As a practical matter, I understand why domestic issues were discussed in what was supposed to be a debate on foreign policy. The current economic crisis needed to be addressed. Nonetheless, the loss of nearly thirty-five minutes was significant. Foreign policy is an arena in which the president always has significant control. Given the challenges of rebuilding America’s international credibility, running two wars, stopping nuclear proliferation, and handling countless other problems, it is clear that we needed more than an hour’s worth of discussion on an area of policy where the scope of executive power is vast indeed.

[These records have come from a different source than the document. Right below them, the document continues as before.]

PR #6116, opened 2026-07-10
FINERACT-2682: Fix bulk client upload failure when custom datatables …

Samer-Melhem-FOO:
## Problem

Bulk Client Upload (Excel import) fails once a custom datatable is registered
against the Client entity and an Entity Datatable Check makes it mandatory
for client creation (Entity = Client, Status = Create). The bulk import
workbook populator and import handlers have no support for datatable
columns: the downloaded template doesn't render columns for datatables
configured on the Client entity, and the import handlers have no way to
validate, parse, or submit datatable data as part of client creation — so a
mandatory datatable check blocks every row in the upload.

## Fix

- `ClientEntityWorkbookPopulator` / `ClientPersonWorkbookPopulator` now
  render a column for every datatable configured against the Client entity
  (including ones with no existing check, so they can be optionally
  populated), with support for dropdown, date, datetime, and boolean column
  types. Columns from single-row datatables are marked mandatory (`*`) to
  match Entity Datatable Check requirements; multi-row (repeatable child)
  datatable columns are always optional.
- `ImportHandlerUtils` gains helpers to parse and validate datatable columns
  from the workbook, and `validateRequiredDatatables()` now skips multi-row
  datatables, since they represent repeatable child data rather than a
  single mandatory value.
- `ClientEntityImportHandler` / `ClientPersonImportHandler` submit parsed
  datatable data as part of the client-create command, with clearer error
  reporting when validation fails.
- `DatatableData` gains an `isMultiRow()` flag, threaded through
  `DatatableReadServiceImpl` and `ReadSurveyServiceImpl` (which shares the
  same `DatatableData.create(...)` factory).

## Affected APIs

- `GET /v1/clients/downloadtemplate?legalFormType=CLIENTS_PERSON|CLIENTS_ENTITY`
- `POST /v1/clients/uploadtemplate?legalFormType=CLIENTS_PERSON|CLIENTS_ENTITY`
- `GET /v1/imports`, `GET /v1/imports/downloadOutputTemplate`

## Testing

- Added unit tests for `DatatableData` covering single-row vs. multi-row
  behavior (`DatatableDataTest`).
- Manually verified end-to-end: registered a custom datatable on the Client
  entity, added an Entity Datatable Check (Create), downloaded the template
  (columns present, single-row marked mandatory), filled it in, uploaded it,
  and confirmed the client was created successfully for both Person and
  Entity legal forms, and for both single-row and multi-row datatables.
- `./gradlew :fineract-provider:compileJava`,
  `:fineract-core:compileTestJava`, `:fineract-provider:compileTestJava` all
  pass.

JIRA: https://issues.apache.org/jira/browse/FINERACT-2682

### DIFF
--- a/fineract-core/src/main/java/org/apache/fineract/infrastructure/dataqueries/data/ResultsetColumnValueData.java
+++ b/fineract-core/src/main/java/org/apache/fineract/infrastructure/dataqueries/data/ResultsetColumnValueData.java
@@ -19,13 +19,16 @@
 package org.apache.fineract.infrastructure.dataqueries.data;
 
 import java.io.Serializable;
+import lombok.Getter;
 
 /**
  * Immutable data object representing a possible value for a given resultset column.
  */
 public class ResultsetColumnValueData implements Serializable {
 
+    @Getter
     private final int id;
+    @Getter
     private final String value;
     @SuppressWarnings("unused")
     private final Integer score;
--- a/fineract-core/src/main/java/org/apache/fineract/infrastructure/dataqueries/data/ResultsetColumnValueData.java
+++ b/fineract-core/src/main/java/org/apache/fineract/infrastructure/dataqueries/data/ResultsetColumnValueData.java
@@ -19,12 +19,14 @@
 package org.apache.fineract.infrastructure.dataqueries.data;
 
 import java.io.Serializable;
+import lombok.Getter;
 
 /**
  * Immutable data object representing a possible value for a given resultset column.
  */
 public class ResultsetColumnValueData implements Serializable {
 
+    @Getter
     private final int id;
     private final String value;
     @SuppressWarnings("unused")
@@ -48,5 +50,9 @@ public class ResultsetColumnValueData implements Serializable {
 
     public boolean codeMatches(final Integer match) {
         return match.intValue() == this.id;
+    }
+
+    public String getValue() {
+        return value;
     }
 }
--- a/fineract-core/src/main/java/org/apache/fineract/portfolio/search/service/SearchUtil.java
+++ b/fineract-core/src/main/java/org/apache/fineract/portfolio/search/service/SearchUtil.java
@@ -271,7 +271,15 @@ public class SearchUtil {
                 }
                 return columnValue;
             } else if (columnHeader.isCodeLookupDisplayType()) {
-                final Integer codeLookup = Integer.valueOf(columnValue);
+                // Extract ID from display value format: "Label (ID)" if present
+                String extractedId = extractIdFromDisplayValue(columnValue);
+                Integer codeLookup;
+                try {
+                    codeLookup = Integer.valueOf(extractedId);
+                } catch (NumberFormatException e) {
+                    // If extraction didn't change the value or parsing failed, try original value
+                    codeLookup = Integer.valueOf(columnValue);
+                }
                 if (!columnHeader.isColumnCodeAllowed(codeLookup)) {
                     ApiParameterError error = ApiParameterError.parameterError("error.msg.invalid.columnValue",
                             "Value not found in Allowed Value list", columnHeader.getColumnName(), columnValue);
@@ -293,6 +301,17 @@ public class SearchUtil {
             return JsonParserHelper.convertDateTimeFrom(columnValue, columnHeader.getColumnName(), format, locale);
         }
         if (colType.isAnyIntegerType()) {
+            // Extract ID from display value format: "Label (ID)" if present
+            // This handles FK/INTEGER columns that show human-readable values in Excel
+            String extractedId = extractIdFromDisplayValue(columnValue);
+            if (!extractedId.equals(columnValue)) {
+                // ID was extracted, try to parse it
+                try {
+                    return Integer.parseInt(extractedId);
+                } catch (NumberFormatException e) {
+                    // If parsing fails, fall back to original conversion
+                }
+            }
             return helper.convertToInteger(columnValue, columnHeader.getColumnName(), locale);
         }
         if (colType.isDecimalType()) {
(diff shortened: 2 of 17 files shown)


adamsaghy:
@Samer-Melhem-FOO Please review the failing checks.

fineract-core/src/main/java/org/apache/fineract/infrastructure/dataqueries/data/ResultsetColumnHeaderData.java
```diff
@@ -149,6 +149,10 @@ public boolean hasColumnValues() {
         return columnValues != null && !columnValues.isEmpty();
     }
 
+    public List<ResultsetColumnValueData> getColumnValues() {
```
adamsaghy: You can use Lombok

fineract-core/src/main/java/org/apache/fineract/infrastructure/dataqueries/data/ResultsetColumnValueData.java
```diff
@@ -49,4 +49,12 @@ public boolean matches(final String match) {
     public boolean codeMatches(final Integer match) {
         return match.intValue() == this.id;
     }
+
+    public int getId() {
```
adamsaghy: You can use Lombok

fineract-core/src/main/java/org/apache/fineract/portfolio/search/service/SearchUtil.java
```diff
@@ -323,4 +342,28 @@ public String camelToSnake(final String camelStr) {
...
+
+    /**
+     * Extracts numeric ID from strings ending with "(id)" format. Example: "Permanent (32)" -> "32" If the string
+     * doesn't match the pattern, returns the original value.
+     *
+     * @param value
+     *            The string value that may contain an ID in parentheses
+     * @return The extracted ID as a string, or the original value if no ID pattern is found
+     */
+    private static String extractIdFromDisplayValue(String value) {
```
adamsaghy: Do we really need this magic?

Samer-Melhem-FOO:
@adamsaghy I've pushed the changes:

- Fixed the checkstyle/spotless violations (checks are green now).
- Addressed the review feedback: replaced the manual getters with Lombok `@Getter` in `ResultsetColumnHeaderData`/`ResultsetColumnValueData`, and removed the duplicated `extractIdFromDisplayValue` logic — `ImportHandlerUtils` now calls the existing method on `SearchUtil` instead of maintaining its own copy.

Please take another look when you get a chance.

fineract-provider/src/main/java/org/apache/fineract/infrastructure/bulkimport/importhandler/client/ClientEntityImportHandler.java
```diff
@@ -73,13 +84,32 @@ private List<ClientData> readExcelFile(final Workbook workbook, final String loc
         for (int rowIndex = 1; rowIndex <= noOfEntries; rowIndex++) {
             Row row;
             row = clientSheet.getRow(rowIndex);
+            if (row != null) {
```
adamsaghy, line 87: Please remove info logging. its just noise.. make it debug level

fineract-provider/src/main/java/org/apache/fineract/infrastructure/bulkimport/importhandler/client/ClientEntityImportHandler.java
```diff
@@ -73,13 +84,32 @@ private List<ClientData> readExcelFile(final Workbook workbook, final String loc
...
+     */
+    private Long parseIdFromDisplayValue(final String displayValue, final String fieldName) {
+        if (displayValue == null) {
+            return null;
+        }
+        String idPart = SearchUtil.extractIdFromDisplayValue(displayValue);
+        if (idPart != null && idPart.matches("\\d+")) {
+            return Long.valueOf(idPart);
+        }
+        LOG.error("Bulk upload error: Could not extract ID from {}. Row data: {}", fieldName, displayValue);
```
adamsaghy: Is this a real error? I am assuming not necessarily, but logging it as an error might misleading no?

fineract-provider/src/main/java/org/apache/fineract/infrastructure/bulkimport/service/BulkImportWorkbookPopulatorServiceImpl.java
```diff
@@ -237,21 +251,60 @@ private WorkbookPopulator populateClientWorkbook(final String entityType, final
...
+            // Convert EntityDatatableChecks to DatatableData
+            for (EntityDatatableChecks check : entityDatatableChecks) {
+                DatatableData datatable = datatableReadService.retrieveDatatable(check.getDatatableName());
+                if (datatable != null) {
+                    requiredDatatables.add(datatable);
+                }
+            }
+        } catch (Exception e) {
+            LOG.warn("Error fetching required datatables for bulk import template", e);
+            // Continue without datatables if there's an error
```
adamsaghy: Is it safe to just ignore it?

adamsaghy (changes requested):
Please review my concerns and squash your commits.

fineract-provider/src/main/java/org/apache/fineract/infrastructure/bulkimport/importhandler/client/ClientEntityImportHandler.java
Samer-Melhem-FOO: Done, dropped to debug level.

fineract-provider/src/main/java/org/apache/fineract/infrastructure/bulkimport/importhandler/client/ClientEntityImportHandler.java
Samer-Melhem-FOO: Fair point, not a hard failure since it returns null and processing continues. Changed to warn.

fineract-provider/src/main/java/org/apache/fineract/infrastructure/bulkimport/service/BulkImportWorkbookPopulatorServiceImpl.java
Samer-Melhem-FOO: No, agreed — silently continuing without the datatables would reintroduce the exact bug this PR fixes (missing mandatory datatable columns), just less visibly. Removed the try/catch so it propagates, consistent with the other populate*Workbook helpers in this class.

Samer-Melhem-FOO:
Squashed the commits into one, rebased onto develop, and force-pushed.

fineract-core/src/main/java/org/apache/fineract/infrastructure/dataqueries/data/ResultsetColumnValueData.java
```diff
@@ -49,4 +51,8 @@ public boolean matches(final String match) {
     public boolean codeMatches(final Integer match) {
         return match.intValue() == this.id;
     }
+
+    public String getValue() {
```
adamsaghy: You can also use Lombok getter here...

adamsaghy:
@Samer-Melhem-FOO Please let us know, once it is updated

fineract-core/src/main/java/org/apache/fineract/infrastructure/dataqueries/data/ResultsetColumnValueData.java
Samer-Melhem-FOO: Done, switched to Lombok `@Getter` for `value` too, consistent with `id`.

Samer-Melhem-FOO:
@adamsaghy Pushed the fix — `value` in `ResultsetColumnValueData` now also uses Lombok `@Getter` instead of the manual getter. PR is up to date, please take another look when you get a chance.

At the very least, the debate did emphasize the magnitude of the challenge, especially concerning the now crucial issue of Russia’s newfound aggressiveness. Tellingly, the candidates were not shy about sharing their concerns of a resurgent Russia and reassuring Russia’s neighbors that they will be protected and brought into NATO. These comments unavoidably encourage the view that NATO is to some degree an anti-Russian organization. Our willingness to upset the Russian government should be a sign that this relationship is in serious trouble. No matter how badly they behave, we are probably going to need to work with the Russians in order to handle other international threats, such as nuclear proliferation. The next president is going to have a tough time trying to maintain the balance between checking inappropriate behavior and getting Russia’s support on other serious issues.
Unfortunately, the debate yielded little new insight into how the candidates plan to meet these challenges. The debate was focused on the same arguments that have been made countless times before on Iraq, Afghanistan, Russia, Iran and the threat of terrorism. We’ve already heard ample discussion of the candidates’ views on Iraq and have been treated to the increasingly ridiculous argument about whether a president should meet a world leader without preconditions.
What if the economy had not dominated a third of the time available? For one thing, we might have had some discussion about China’s human rights record and its rising economic power in relation to the American economy. Beyond the obvious, however, I wish that Jim Lehrer had asked questions about issues that do not dominate news coverage and stump speeches. When you have the candidates captive in front of the country, you should feel an obligation to ask questions that probe their broader views and bring critical, but less familiar, topics to the public’s attention.
We know what they want to do about today’s major challenges, but we also need to know what they would do about the problems that haven’t happened yet. We need to know how they see our country and its role in the world. To get a better idea about how the next president will interact with the world, Lehrer should have asked the candidates if they believe that the United States should be the sole superpower. Although both candidates would first talk about the importance of international allies, their justifications for American leadership and the language they use to describe it would be enlightening. We could also have learned a lot more about the conditions under which they would use force by moving the discussion beyond potential nuclear threats and into an examination of the persistent problem of humanitarian interventions. There would also have been value in hearing the way they discuss policy towards the regions of the world that do not dominate the campaign. What are their priorities in Latin America and Africa? How involved will we be in these regions and will that involvement revolve around humanitarian or material goals?
Ultimately, the debate failed to tell us enough about these men and their visions for American’s role in the world. Foreign policy is too vital an issue for voters to be pulling the lever with insufficient information. The American people deserve to get a second debate on foreign policy. Sadly, I have no illusion that anyone will prioritize the education of the electorate over the maneuverings of presidential politics.